_Material for this task_.
PR #83, opened 2019-09-10
Support maven folder layout for src

v1v:
## Highlights
- Use the [standard folder layout](https://maven.apache.org/guides/introduction/introduction-to-the-standard-directory-layout.html) to support UTs, ITs and other stages out of the box.
- Even though the `src/main/groovy` is not within the standard layout, I'd say it seems it's the de facto standard.
- Backward compatible.

## Questions
- Not sure what other UTs should be added for this particular feature.

## Tasks
- [ ] Update docs https://github.com/jenkins-infra/jenkins.io/blob/master/content/doc/book/pipeline/shared-libraries.adoc#directory-structure

### DIFF
--- a/src/main/java/org/jenkinsci/plugins/workflow/cps/global/GroovyShellDecoratorImpl.java
+++ b/src/main/java/org/jenkinsci/plugins/workflow/cps/global/GroovyShellDecoratorImpl.java
@@ -29,6 +29,7 @@ public class GroovyShellDecoratorImpl extends GroovyShellDecorator {
                 try {
                     shell.getClassLoader().addURL(new File(repo.workspace,"src").toURI().toURL());
                     shell.getClassLoader().addURL(new File(repo.workspace, UserDefinedGlobalVariable.PREFIX).toURI().toURL());
+                    shell.getClassLoader().addURL(new File(repo.workspace,"src/main/groovy").toURI().toURL());
                 } catch (MalformedURLException e) {
                     throw new AssertionError(e);
                 }
--- a/src/main/java/org/jenkinsci/plugins/workflow/libs/LibraryAdder.java
+++ b/src/main/java/org/jenkinsci/plugins/workflow/libs/LibraryAdder.java
@@ -90,7 +90,7 @@ import org.jenkinsci.plugins.workflow.flow.FlowCopier;
             // Resuming a build, so just look up what we loaded before.
             for (LibraryRecord record : action.getLibraries()) {
                 FilePath libDir = new FilePath(execution.getOwner().getRootDir()).child("libs/" + record.name);
-                for (String root : new String[] {"src", "vars"}) {
+                for (String root : new String[] {"src", "src/main/groovy", "vars"}) {
                     FilePath dir = libDir.child(root);
                     if (dir.isDirectory()) {
                         additions.add(new Addition(dir.toURI().toURL(), record.trusted));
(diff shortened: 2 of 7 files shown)


v1v:
@jenkinsci/code-reviewers , what do you think?

v1v:
> IUC, anything under src/test would still be available in Jenkins because we add the URL for src, right (which could be problematic if your test code is not intended to be used)? Or no, because the packages would be wrong, so if you tried to use them things would break?

Just to clarify this PR doesn't add the `src` folder as that's already the current design. This PR does add the `src/main/groovy` subfolder to the classpath. So therefore, no changes in how the  `src/test` might be behaving. Likely, the description/title might be a bit misleading what I've done in this PR.

dwnusbaum:
> So therefore, no changes in how the src/test might be behaving

Yes, my point is more that if `src/main/groovy` is supported, users might start using `src/test` where they previously would have used `test/`, making test code available accidentally because `src` is available.

v1v:
That's indeed the current use case and supported already:
- https://github.com/jenkins-infra/pipeline-library/tree/master/src/test/groovy

The JenkinsPipelineUnit project provides a similar folder layout:
- https://github.com/jenkinsci/JenkinsPipelineUnit/blob/master/README.md#configuration

I have not faced any issues in any of the projects that I've been working with when using the JenkinsUnitTests and the shared library with the folder `src/test`.

v1v:
@dwnusbaum, not sure whether my previous comment addressed your concerns, please let me know if you need further feedback.

Other than that, is this PR ready to be merged? 🙏

v1v:
@dwnusbaum , let me know if you need further clarification from my comments.

Thanks

src/main/java/org/jenkinsci/plugins/workflow/cps/global/GroovyShellDecoratorImpl.java
```diff
@@ -29,6 +29,7 @@ public void configureShell(CpsFlowExecution context, GroovyShell shell) {
                 try {
                     shell.getClassLoader().addURL(new File(repo.workspace,"src").toURI().toURL());
                     shell.getClassLoader().addURL(new File(repo.workspace, UserDefinedGlobalVariable.PREFIX).toURI().toURL());
+                    shell.getClassLoader().addURL(new File(repo.workspace,"src/main/groovy").toURI().toURL());
```
dwnusbaum: Because the `src` path includes this path, I was curious about what would happen if you imported a class in `src/main/groovy` twice, once using the class, and once using `main.groovy` as the package for the class. It looks like it fails with a `LinkageError`, which is safe, so I think that's fine, although a bit weird.

Here is a test case that fails with `java.lang.LinkageError: loader (instance of  org/jenkinsci/plugins/workflow/cps/CpsGroovyShell$CleanGroovyClassLoader): attempted  duplicate class definition for name: "Foo"` demonstrating what I mean:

_Work item_. Please copy every line in the entries where "public" appears.

_Reply to the exercise_.
@@ -29,6 +29,7 @@ public class GroovyShellDecoratorImpl extends GroovyShellDecorator {
@@ -29,6 +29,7 @@ public void configureShell(CpsFlowExecution context, GroovyShell shell) {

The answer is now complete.